First we define the end point, which is essentially the root of the address we are going to start with. The Guardian API has a [few different endpoints](https://open-platform.theguardian.com/documentation/) but for our purposes, the *content* end point is the one we need.

In [None]:
print('HERE IS SOME OUTPUT'*10)

In [None]:
API_ENDPOINT = 'http://content.guardianapis.com/search'

In [None]:
# We first create a dictionary that has a parameter name of api-key, and then our key as its value.
parameters = {'api-key':GUARDIAN_KEY}

Now we're going to communicate with the Guardian API using `requests`. We will pass in the address we are going to communicate with, the `API_ENDPOINT` and by providing `requests` with a dictionary of parameters, it can build the rest of the address for us before making its request for data.

In [None]:
response = requests.get(API_ENDPOINT, params=parameters)

Requests has now communicated with the server and whatever the server sent back has been packaged up in a special `Response` object.

In [None]:
# We can see the type of object
type(response)

In [None]:
# and if we look at the object itself it doesn't tell us much.
response

In [None]:
# One useful check is to see how requests built the url for us...

response.url

Finally, we can see the data that was sent back by asking the response object to show us its data in JSON format.
JSON is essentially a set of nested dictionaries.

In [None]:
response.json()

In [None]:
# The top level dictionary just has one key called 'response' which contains all the other information.
guardian_data = response.json()['response']
guardian_data

In [None]:
# The dictionary under response is what matters and has a few keys with associated values..
guardian_data.keys()

Whilst the other keys have useful information for later, for now `results` is key that contains the news results we want...

In [None]:
guardian_data['results']

In [None]:
# As a list of dictionaries Pandas is able to restructure this information into a table

results  = pd.DataFrame(guardian_data['results'])
results

In [None]:
# To summarise the process
parameters = {'api-key':GUARDIAN_KEY}
response = requests.get(API_ENDPOINT, params=parameters)
guardian_data = response.json()['response']
results = pd.DataFrame(guardian_data['results'])

results

## Customising your request with parameters
To customise our query we simply need to add to or adjust the parameters we pass to our request.

### Query
The search query is the primary way to filter our results.

In [None]:
parameters = {'api-key':GUARDIAN_KEY,
              'q':'crime'}

response = requests.get(API_ENDPOINT, params=parameters)
guardian_data = response.json()['response']
results = pd.DataFrame(guardian_data['results'])

results

In [None]:
response.url

Queries can be more than one word.
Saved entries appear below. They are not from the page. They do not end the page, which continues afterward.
PR #409, opened 2022-01-11
 Configure the Root Path for HTTP-based Exporters

PSchmiedmayer:
# Configure the Root Path for HTTP-based Exporters

The current REST and HTTP exporters can't be used side by side as they both register endpoints at the same path.

## :bulb: Proposed solution
The Interface Exporters get a `rootPath` configuration option to define the root path.
The exporters also no longer use the version as a default root path.

## :gear: Release Notes 
The REST and HTTP Exporter don't use the version as a URI prefix for all endpoints exported. You can use the `rootPath` configuration to get the previous behavior:
```swift
HTTP(rootPath: .version)
```
```swift
REST(rootPath: .version)
```

Additionally also fixes the following more minor bugs:
- The Migrator CLI options were overwritten by the configuration defined in the compiled code. The CLI arguments now take prescience over the predefined configuration points
- The Migrator CLI options were not parsed when passing arguments for the API Docs and the Migration Guide. Improved the parsing by using unique property names
- An unknown HTTP upgrade header could crash the web service, now only logs an error
- Unexpected input in a client-side stream in the HTTP Exporter crashed the web service. It now returns an appropriate error.

### Testing
Added some tests for the HTTP configuration


Sources/ApodiniMigration/ApodiniMigratorInterfaceExporter.swift
```diff
@@ -208,7 +208,7 @@ final class ApodiniMigratorInterfaceExporter: InterfaceExporter {
             }
         }
         
-        if exportOptions.directory == nil && exportOptions.endpoint == nil {
+        if exportOptions.directory == nil && exportOptions.directory == nil {
```
bauer-andreas: `if` with twice the same condition?

bauer-andreas (approved):
Looking good apart from one minor comment 🚀

Sources/ApodiniMigration/ApodiniMigratorInterfaceExporter.swift
PSchmiedmayer: Thanks, that is a mistake, I will fix this and merge the PR after that 👍

PR #1, opened 2024-11-20
Restricted commits on main

KOVALW:
## Overview
We don't want to allow accidental changes to main and therefore want to prevent commits.

## Changes
Added `no-commit-to-branch` line to the pre-commit repo calls.


ChiragKumar9:
Closing because this is taken care of in rulesets.

PR #3, opened 2024-11-21
Add parameter loading from command-line specified input file

ChiragKumar9:


KOVALW (commented):
This does look good to me but I'm getting an error while building that seems to be out of scope for the project (`file_create_new` in the ixa source code). Is this going to be problematic?

```
Compiling ixa v0.0.1 (https://github.com/cdcgov/ixa#1ff09c58)
error[E0658]: use of unstable library feature 'file_create_new'
   --> /home/AD71/.cargo/git/checkouts/ixa-58998f6879320292/1ff09c5/src/report.rs:131:36
    |
131 |         let file_creation_result = File::create_new(&path);
    |                                    ^^^^^^^^^^^^^^^^
    |
    = note: see issue #105135 <https://github.com/rust-lang/rust/issues/105135> for more information
```

KOVALW:
I just ran the suggested input from the readme `cargo run -- -i ./input/input.json -o ./output -p incidence`. The `main` should only be initializing the parameters and then shutting down, so I'm confused why that would call in this error.

src/main.rs
```diff
@@ -1,15 +1,52 @@
...
+    #[arg(short, long)]
+    input_file: PathBuf,
+
+    /// path to the output directory
+    #[arg(short, long)]
+    output_directory: PathBuf,
+
+    /// name of the person property periodic report file
+    #[arg(short, long)]
+    person_report: String,
```
confunguido, line 22: Let's define this in the input.json file

confunguido (changes requested):
lgtm after removing -p

KOVALW (approved):
LGTM - thanks for the help with switching versions!

confunguido (approved):

PR #5, opened 2024-11-21
Population loader skeleton

KOVALW:
## Overview
Takes in a csv input person record and creates people in the context. Needs to be rebased to not include changes already accepted in PR #3 

## Changes
Made the `population_loader.rs`, which initializes by reading in `Parameters`, establishing and reading from the record path in `record_dir`, then for each `result`, a new person is created with properties `Age`, `HomeId`, and a derived property `CensusTract`. Each person is by default `Alive=true`.

The parameters loader now requires listing the synthetic population file location as a string. The JSON input file is changed to include this expected string.

The main calls the `population_loader::init(&mut context)` to initialize the population from the person record.

##Next steps
- Census tract may not need to be a derived property
- Tests required to demonstrate functionality
- We will likely want to have `pub enum` for categories to interface with infection


KOVALW:
Closing to simplify rebase on new branch

PR #6, opened 2024-11-21
Population loader skeleton

KOVALW:
## Overview
Takes in a csv input person record and creates people in the context. This is a re-request of PR #5 to simplify linear history 

## Changes
Made the `population_loader.rs`, which initializes by reading in `Parameters`, establishing and reading from the record path in `record_dir`, then for each `result`, a new person is created with properties `Age`, `HomeId`, and a derived property `CensusTract`. Each person is by default `Alive=true`.

The parameters loader now requires listing the synthetic population file location as a string. The JSON input file is changed to include this expected string.

The main calls the `population_loader::init(&mut context)` to initialize the population from the person record.

## Next steps
- Census tract may not need to be a derived property
- Tests required to demonstrate functionality
- We will likely want to have `pub enum` for categories to interface with infection


confunguido (approved):
I made a few corrections. Think we can merge but should probably start creating a simple report to output demographics from population and a couple of tests to make sure we are reading the population correctly.

src/population_loader.rs
```diff
@@ -0,0 +1,44 @@
...
+    homeId: usize,
+}
+
+define_person_property!(Age, u8);
+define_person_property!(HomeId, usize);
+define_person_property_with_default!(Alive, bool, true);
+
+define_derived_property!(CensusTract, usize, [HomeId], |home_id| { home_id / 10000 });
+
+pub fn create_person_from_record(context: &mut Context, person_record: &PeopleRecord) -> PersonId {
```
ChiragKumar9, line 24: Doesn't need to be a `pub` function.

src/population_loader.rs
```diff
@@ -0,0 +1,44 @@
...
+        .unwrap()
+}
+
+pub fn init(context: &mut Context) {
+    let parameters = context
+        .get_global_property_value(Parameters)
+        .unwrap()
+        .clone();
+
+    let mut reader = csv::Reader::from_path(parameters.synth_population_file.clone()).unwrap();
```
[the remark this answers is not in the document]
ChiragKumar9: Meaning that the function returns `Ok(())` at the end if nothing has gone wrong and the `.unwrap()` is replaced with a `?`

src/population_loader.rs
```diff
@@ -0,0 +1,44 @@
...
+define_person_property!(Age, u8);
+define_person_property!(HomeId, usize);
+define_person_property_with_default!(Alive, bool, true);
+
+define_derived_property!(CensusTract, usize, [HomeId], |home_id| { home_id / 10000 });
+
+pub fn create_person_from_record(context: &mut Context, person_record: &PeopleRecord) -> PersonId {
+    context
+        .add_person(((Age, person_record.age), (HomeId, person_record.homeId)))
+        .unwrap()
```
ChiragKumar9, line 27: Same comment about `expect` over `unwrap` here. Whether you want this to propagate an error is up to you -- I think it should, especially if we will end up using this function to potentially create people via births in the future (so the function's signature would be `Result<PersonId, IxaError>`). But, I can see an argument where you just want to use `expect` here since we've already validated the data down below in the `init` function.

src/population_loader.rs
```diff
@@ -0,0 +1,44 @@
...
+
+pub fn init(context: &mut Context) {
+    let parameters = context
+        .get_global_property_value(Parameters)
+        .unwrap()
+        .clone();
+
+    let mut reader = csv::Reader::from_path(parameters.synth_population_file.clone()).unwrap();
+
+    for result in reader.deserialize() {
```
ChiragKumar9, line 38: I am sure @confunguido has more thoughts here, but I would be curious to see if using a map iterator is faster! Of course, does not have to be addressed in this PR.

src/population_loader.rs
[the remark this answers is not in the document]
confunguido: I was gonna implement ixaerror yesterday but decided to leave as is for now, but good point.

src/population_loader.rs
confunguido: You're right

src/population_loader.rs
confunguido: agree with ixaerror being the right way to go here

src/population_loader.rs
KOVALW: Created an [issue](https://github.com/CDCgov/ixa/issues/92) in the Ixa repo to cover this but csv errors aren't included yet. Going with unwrap() for now.

.pre-commit-config.yaml
```diff
@@ -66,4 +66,4 @@ repos:
         args: ["--verbose", "--"]
     -   id: clippy
         # Use 'all-targets' to run on all code, including tests and examples
-        args: ["--all-targets", "--", "-D", "warnings", "-W", "clippy::pedantic"]
+        args: ["--all-targets", "--","-A", "non-snake-case", "-D", "warnings", "-W", "clippy::pedantic"]
```
confunguido, line 69: I don't think this is right. We want to keep non-snake-case as a warning and disable only where needed

src/population_loader.rs
```diff
@@ -0,0 +1,69 @@
...
+    fn test_create_person_from_record() {
+        let mut context = Context::new();
+        context.init_random(0);
+        let record = PeopleRecord {
+            age: 42,
+            homeId: 12345,
+        };
+        let person_id = create_person_from_record(&mut context, &record).unwrap();
+        assert_eq!(context.get_person_property(person_id, Age), 42);
+        assert_eq!(context.get_person_property(person_id, HomeId), 12345);
```
confunguido, line 67: Can we check the census tract? I think we may want to put some guardrails here to make sure homeId has the expected format.

confunguido (changes requested):

.pre-commit-config.yaml
KOVALW: I think it's quite difficult to do this in the macro invocation where one of the warnings was arising. Do you have workarounds for calling it with the derived property macro?

src/population_loader.rs
```diff
@@ -0,0 +1,69 @@
...
+    let parameters = context
+        .get_global_property_value(Parameters)
+        .unwrap()
+        .clone();
+
+    let mut reader =
+        csv::Reader::from_path(parameters.synth_population_file).expect("Failed to open file.");
+
+    for result in reader.deserialize() {
+        let record: PeopleRecord = result.expect("Failed to parse record.");
```
ChiragKumar9, line 43:
```suggestion
        let record: PeopleRecord = result?;
```

you should be good here to use `?` because the base error is `Error` not a CSV error, I think.

src/population_loader.rs
ChiragKumar9: I agree

ChiragKumar9 (changes requested):

input/input.json
```diff
@@ -5,5 +5,6 @@
     "r_0": 2.5,
     "infection_duration": 5.0,
     "generation_interval": 5.0,
-    "report_period": 1.0
+    "report_period": 1.0,
+    "synth_population_file": "input/people_test.csv"
```
ChiragKumar9, line 9: `population` should also no longer be required here as an input!

src/population_loader.rs
KOVALW: This does return a csv::Error actually, so I won't be implementing this yet

input/people_test.csv
```diff
@@ -0,0 +1,16 @@
+age,homeId
```
ekr-cfa, line 1: Is this an existing file format? If not:

* Is there a reason to use camelcase here, thus forcing it in serde?
* I would normally think homeId would come first.

Obviously, if this is existing then we have to live with it I guess.

src/main.rs
```diff
@@ -30,6 +32,10 @@ fn initialize(args: &Args) -> Result<Context, IxaError> {
         .clone();
     // model tidyness -- random seed, automatic shutdown
     context.init_random(parameters.seed);
+
+    // load the population from person record in input file
+    population_loader::init(&mut context)?;
```
ekr-cfa, line 37: Perhaps population_loader should be a trait extension on Context?

src/population_loader.rs
```diff
@@ -0,0 +1,140 @@
...
+#[allow(non_snake_case)]
+pub struct PeopleRecord<'a> {
+    age: u8,
+    homeId: &'a [u8],
+}
+
+define_person_property!(Age, u8);
+define_person_property!(HomeId, usize);
+define_person_property_with_default!(Alive, bool, true);
+
```
ekr-cfa, line 23:
```suggestion
```

src/population_loader.rs
```diff
@@ -0,0 +1,140 @@
...
+pub fn init(context: &mut Context) -> Result<(), IxaError> {
+    let parameters = context
+        .get_global_property_value(Parameters)
+        .unwrap()
+        .clone();
+
+    load_synth_population(context, PathBuf::from(parameters.synth_population_file))?;
+    context.index_property(Age);
+    context.index_property(CensusTract);
```
ekr-cfa, line 71: I'm unsure why this index is being created in this fxn. Shouldn't it be in `main`? Which properties we query isn't a property of loading.

src/population_loader.rs
```diff
@@ -0,0 +1,140 @@
...
+        let tract: usize = 36_093_033_102;
+
+        assert_eq!(
+            age,
+            context.get_person_property(context.get_person_id(0), Age)
+        );
+        assert_eq!(
+            tract,
+            context.get_person_property(context.get_person_id(0), CensusTract)
+        );
```
ekr-cfa, line 109: * Shouldn't you check both people?
* It would be good not to depend on being able to convert integers to person ids.
* If you create a `person_id` temporary, you won't need to call `get_person_id()` repeatedly.

src/population_loader.rs
```diff
@@ -0,0 +1,140 @@
...
+            b"
+age,homeId
+43,360930331020001
+42,360930331020002",
+        )
+        .unwrap();
+        let synth_file = path.join("synth_pop_test.csv");
+        load_synth_population(&mut context, synth_file).unwrap();
+        let age: u8 = 43;
+        let tract: usize = 36_093_033_102;
```
ekr-cfa, line 100: Why do you need these temporaries?

src/population_loader.rs
```diff
@@ -0,0 +1,140 @@
...
+            context.get_person_property(context.get_person_id(0), Age)
+        );
+        assert_eq!(
+            tract,
+            context.get_person_property(context.get_person_id(0), CensusTract)
+        );
+    }
+
+    #[test]
+    fn check_invalid_home_id() {
```
ekr-cfa, line 113: What is this testing. From the name I would expect failure, but it succeeds.

ekr-cfa (changes requested):

input/people_test.csv
confunguido: This is the format of the ASPRs synthetic populations. We are ignoring here in this example the rest of the fields. I think we can change that, but that's the reason for now.

src/population_loader.rs
confunguido: * Yes, we should check both people
* Agree
* To clarify, do you suggest we do something like `let person_id = PersonId{0}`  (I don't think that works), or do you suggest something different?

src/population_loader.rs
```diff
@@ -0,0 +1,140 @@
...
+        (HomeId, home_id),
+        (CensusTract, tract),
+    ))?;
+    Ok(person_id)
+}
+
+fn load_synth_population(context: &mut Context, synth_input_file: PathBuf) -> Result<(), IxaError> {
+    let mut reader =
+        csv::Reader::from_path(synth_input_file).expect("Failed to open file. No headers found.");
+    let mut raw_record = csv::ByteRecord::new();
```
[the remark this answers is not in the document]
KOVALW: No reason besides following previous examples in the ixa repo examples, we can change this if it impacts performance

src/population_loader.rs
```diff
@@ -0,0 +1,140 @@
...
+        create_person_from_record(context, &record)?;
+    }
+    Ok(())
+}
+
+pub fn init(context: &mut Context) -> Result<(), IxaError> {
+    let parameters = context
+        .get_global_property_value(Parameters)
+        .unwrap()
+        .clone();
```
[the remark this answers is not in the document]
KOVALW: Is the clone not necessary for keeping context as a mutable borrow when called in `load_synth_population`?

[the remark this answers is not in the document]
ekr-cfa: No, because you are not passing the the reference to parameters to `load_synth_population()` but rather to `PathBuf::new().  This is most easily seen as follows. The current code is:

```
load_synth_population(context, PathBuf::from(parameters.synth_population_file))?;
```

But this is equivalent to:

```
let tmp = PathBuf::from(parameters.synth_population_file);  // immutable borrow here
load_synth_population(context, tmp)?;   // mutable borrow here.
```

input/people_test.csv
ekr-cfa: Fair enough.

src/population_loader.rs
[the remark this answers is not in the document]
ekr-cfa: I don't think it changes performance, it just looks like the code is cleaner.

src/population_loader.rs
ekr-cfa: Whether you want to have an index on a property depends on how you will be querying it, which is a property of the rest of the program, not of the code that loads it, so I think that arguably it should be near the code that is doing the frequent querying.

As an aside, `index_property()` really tells Ixa to index it, but doesn't necessarily cause that index to be computed right away (though I think that's what happens now).

src/population_loader.rs
ekr-cfa: Sorry, I meant why do you need `let age : u8 = 43` rather than just referencing 43 below.

src/population_loader.rs
ekr-cfa: I meant:

```
    let person_id = context.get_person_id(0);

    assert_eq!(
            age,
            context.get_person_property(person_id,  Age)
        );
        assert_eq!(
            tract,
            context.get_person_property(person_id, CensusTract)
        );
```

src/population_loader.rs
KOVALW: For now I've changed these temporaries to be arrays for iterating over both persons.

src/population_loader.rs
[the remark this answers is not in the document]
KOVALW: I think I'm misunderstanding your original suggestion then because simply removing clone and adding a reference `&parameters.synth_population_file` throws the error that context cannot be called as mutable when called as immutable. Should there be an extra temporary? 

`synth_population_file`  is already known to `parameters` as a `PathBuf`, so I'm not sure if `from` would be the first function called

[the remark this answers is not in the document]
ekr-cfa: We've had some version skew because the previous version had `Parameters.synth_population_file` as a string and then had the `PathBuf::from()` inside the call to `load_synth_population`, so what I said won't work.

What will work, however, is to clone just the PathBuf:
https://github.com/CDCgov/ixa-epi-isolation/pull/16

src/population_loader.rs
```diff
@@ -0,0 +1,99 @@
...
+        let (_file, path) = file.keep().unwrap();
+        path
+    }
+
+    #[test]
+    fn check_synth_file_tract() {
+        let mut context = Context::new();
+        let input = String::from("age,homeId\n43,360930331020001\n42,360930331020002");
+        let synth_file = persist_tmp_csv(&input);
+        load_synth_population(&mut context, synth_file).unwrap();
```
ChiragKumar9, line 77: I think you should also check that the population is of size 2.

src/population_loader.rs
```diff
@@ -0,0 +1,99 @@
...
+            assert_eq!(age[id], context.get_person_property(person_id, Age));
+            assert_eq!(
+                tract[id],
+                context.get_person_property(person_id, CensusTract)
+            );
+        }
+    }
+
+    #[test]
+    #[should_panic(expected = "range end index 11 out of range for slice of length 9")]
```
ChiragKumar9, line 92: It's not clear to me what this error message means.

src/population_loader.rs
```diff
@@ -0,0 +1,99 @@
...
+    fn check_invalid_census_tract() {
+        let mut context = Context::new();
+        let input = String::from("age,homeId\n43,360930331\n42,360930331020002");
+        let synth_file = persist_tmp_csv(&input);
+        let _ = load_synth_population(&mut context, synth_file);
```
ChiragKumar9, line 97: Don't you need a `.unwrap()` here at the end of the line? Otherwise, `_` is an error but I don't quite see how it panics in the long-term once you use error propagation.

src/population_loader.rs
ChiragKumar9: Also, I see that this error message isn't being used yet. I assume this is the error message you plan on using when actual error propagation is in place.

src/population_loader.rs
```diff
@@ -0,0 +1,99 @@
...
+use std::path::PathBuf;
+
+#[derive(Deserialize, Debug)]
+#[allow(non_snake_case)]
+pub struct PeopleRecord<'a> {
+    age: u8,
+    homeId: &'a [u8],
+}
+
+define_person_property!(Age, u8);
```
ChiragKumar9, line 17: I wonder if by the same logic that we have indexing the property going in `main`, should we define the property there too? I feel like it is most logical to have the property defined here, but just thinking about best structure. Would be curious what others think.

src/periodic_report_population.rs
```diff
@@ -0,0 +1,89 @@
...
+    let person_census = context.get_person_property(event.person_id, CensusTract);
+    let report_plugin = context.get_data_container_mut(PopulationReportPlugin);
+    report_plugin.census_tract_set.insert(person_census);
+}
+
+pub fn init(context: &mut Context, output_dir: &Path) -> Result<(), IxaError> {
+    let parameters = context
+        .get_global_property_value(Parameters)
+        .unwrap()
+        .clone();
```
ChiragKumar9, line 69: Don't need to clone the whole parameters, just the report period down below.

ChiragKumar9: I didn't get to re-review @confunguido PR, so this should have gone there. But, for now, would you mind making the change here? Thanks!

src/population_loader.rs
k88hudson-cfa: Given that we've designed ixa (including person properties/person property initialization) to support a modular structure, I think it would be better to define properties with the code they're related to v.s. trying to stick everything in main.

ekr-cfa:
@k88hudson-cfa landed the periodic report code in https://github.com/CDCgov/ixa/pull/108, so you should adapt this PR to use that.

src/population_loader.rs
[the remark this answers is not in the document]
KOVALW: We've run into an error that may be the reason for using this variant of reader: that we have a slice with specified lifetime in the PeopleRecord enum. This is not generalized enough for deserialize, and the byte record method gets around this issue. If you have a more elegant solution or think this is fine as is, happy to hear!

src/main.rs
KOVALW: We may want to keep this separate module as a safety feature, to keep anyone from accessing the public extension outside of main and initializing the population from another crate

KOVALW:
> @k88hudson-cfa landed the periodic report code in [CDCgov/ixa#108](https://github.com/CDCgov/ixa/pull/108), so you should adapt this PR to use that.

Since the report branch was merged into this branch already, maybe we should write `update report` as an issue to address after merging in the population loader that is already laden with other changes?

ChiragKumar9 (approved):
Thanks for making all the changes!

src/main.rs
```diff
@@ -18,8 +20,14 @@ struct Args {
     /// path to the output directory
     #[arg(short, long)]
     output_directory: PathBuf,
+
+    #[arg(short, long, default_value = "false", default_missing_value = "true")]
+    force_overwrite: bool,
 }
 
+mod periodic_report_population;
+mod population_loader;
```
ekr-cfa, line 29: Let's put these up at the top of the file before the use directives.

src/main.rs
ekr-cfa: I don't have a strong opinion on if it should be a trait extension (@k88hudson-cfa , wdyt), but I think you can just do `pub(crate)` for the trait, no?

src/parameters.rs
```diff
@@ -1,16 +1,73 @@
...
+    }
+    if parameters.generation_interval <= 0.0 {
+        return Err(IxaError::IxaError(
+            "The generation interval must be positive.".to_string(),
+        ));
+    }
+    Ok(())
+}
+
+define_global_property!(Parameters, ParametersValues, |p| { validate_inputs(p) });
```
ekr-cfa, line 33:
```suggestion
define_global_property!(Parameters, ParametersValues, validate_inputs );
```

You don't need a closure here because `validate_inputs()` already has the right signature.

src/parameters.rs
```diff
@@ -1,16 +1,73 @@
...
+
+#[cfg(test)]
+mod test {
+    use super::validate_inputs;
+    use std::path::PathBuf;
+
+    use crate::parameters::ParametersValues;
+
+    #[test]
+    #[should_panic(expected = "r_0 must be a non-negative number.")]
```
ekr-cfa, line 43: Instead of calling `.unwrap()` and having these panic, I would instead check that they have the right error in `Result<T>`

src/periodic_report_population.rs
```diff
@@ -0,0 +1,93 @@
...
+    global_properties::ContextGlobalPropertiesExt,
+    people::{ContextPeopleExt, PersonCreatedEvent},
+    report::{ContextReportExt, Report},
+};
+use serde::{Deserialize, Serialize};
+use std::path::{Path, PathBuf};
+
+use std::collections::HashSet;
+
+#[derive(Serialize, Deserialize, Clone, PartialEq)]
```
ekr-cfa, line 17: Do you need to implement all of these? It looks like maybe not Deserialize, Clone, or PartialEq

src/periodic_report_population.rs
ekr-cfa, line 1: This function should use @k88hudson-cfa's new periodic report facility.

src/population_loader.rs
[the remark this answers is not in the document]
ekr-cfa: OK.

src/population_loader.rs
```diff
@@ -0,0 +1,102 @@
...
+
+    Ok(())
+}
+
+fn load_synth_population(context: &mut Context, synth_input_file: PathBuf) -> Result<(), IxaError> {
+    let mut reader = csv::Reader::from_path(synth_input_file)?;
+    let mut raw_record = csv::ByteRecord::new();
+    let headers = reader.byte_headers()?.clone();
+
+    //must be re-written for serde without over-generalizing
```
ekr-cfa, line 43: I don't understand what this comment means,

src/population_loader.rs
```diff
@@ -0,0 +1,102 @@
...
+        create_person_from_record(context, &record)?;
+    }
+    Ok(())
+}
+
+pub fn init(context: &mut Context) -> Result<(), IxaError> {
+    let parameters = context.get_global_property_value(Parameters).unwrap();
+
+    load_synth_population(context, parameters.synth_population_file.clone())?;
+    Ok(())
```
ekr-cfa, line 55:
```suggestion
    load_synth_population(context, parameters.synth_population_file.clone())
```

src/population_loader.rs
```diff
@@ -0,0 +1,102 @@
...
+    }
+
+    #[test]
+    fn check_synth_file_tract() {
+        let mut context = Context::new();
+        let input = String::from("age,homeId\n43,360930331020001\n42,360930331020002");
+        let synth_file = persist_tmp_csv(&input);
+        load_synth_population(&mut context, synth_file).unwrap();
+        let age = [43, 42];
+        let tract = [36_093_033_102, 36_093_033_102];
```
ekr-cfa, line 80: Shouldn't you also check home_id?

ekr-cfa:
> Can't respond in-line, but re [#6 (comment)](https://github.com/CDCgov/ixa-epi-isolation/pull/6#discussion_r1866160397) @ekr-cfa, if I understand your suggestion correctly, if we make the population loader a trait extension so that we call `context.initialize_pop_loader()` instead of `population_loader::init(&mut context)`, that means we could call the initialize method in _any_ module, right? Comparatively, the current pattern only ever lets us call initialize functions in `main`. I feel that this is safer/less confusing to the user. But, I may be missing something. Would welcome thoughts here.

When you say any module, do you mean any module in this crate?

src/periodic_report_population.rs
KOVALW: Just to be clear, it's best to address issue #22 here then?

ChiragKumar9:
> When you say any module, do you mean any module in this crate?

Yes. I think the trait extension could be called by any module in the crate whereas the current pattern can only be called in main. Or, I may be misunderstanding how to not make trait extensions only useable to main.

src/periodic_report_population.rs
ekr-cfa: Either that or just remove this code, land the remainder of the PR, and then write new code with #22. That might be better in that that would do something and reduce branch lifetime.

ChiragKumar9:
> You can’t do “mod foo” in another module? I actually don’t know

If you do `mod foo` in `bar.rs`, `foo.rs` has to be in path `src/bar/foo.rs`.

src/periodic_report_population.rs
KOVALW: Ok, I've just added in `add_periodic_report` and cut reference to the old periodic_report_populaiton.rs script.

ChiragKumar9 (changes requested):
Please use the command line argument from `force_overwrite` in the `context.report_options().overwrite()` method rather than feeding in a blanket `true`.

ChiragKumar9 (approved):

ekr-cfa (approved):
LGTM. You will probably want to merge PR #23, because I am going to remove `get_person_id()` in https://github.com/CDCgov/ixa/pull/119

The Guardian API documentation explains a number of ways you might adjust your query.
- 'Crime AND Prison' - Search for articles where both the terms 'crime' and 'prison' are used.
- 'Crime OR Prison' for either term. - Search for articles where either 'crime' or 'prison' are used.
- '"Criminal justice"' - Using quote marks to search for a phrase.
- 'debate AND NOT immigration' - Search for articles that use the term debate, but not the term immigration.

See the [Guardian API documentation](https://open-platform.theguardian.com/documentation/) for more options.

In [None]:
# Phrases require an extra step because of the way requests works.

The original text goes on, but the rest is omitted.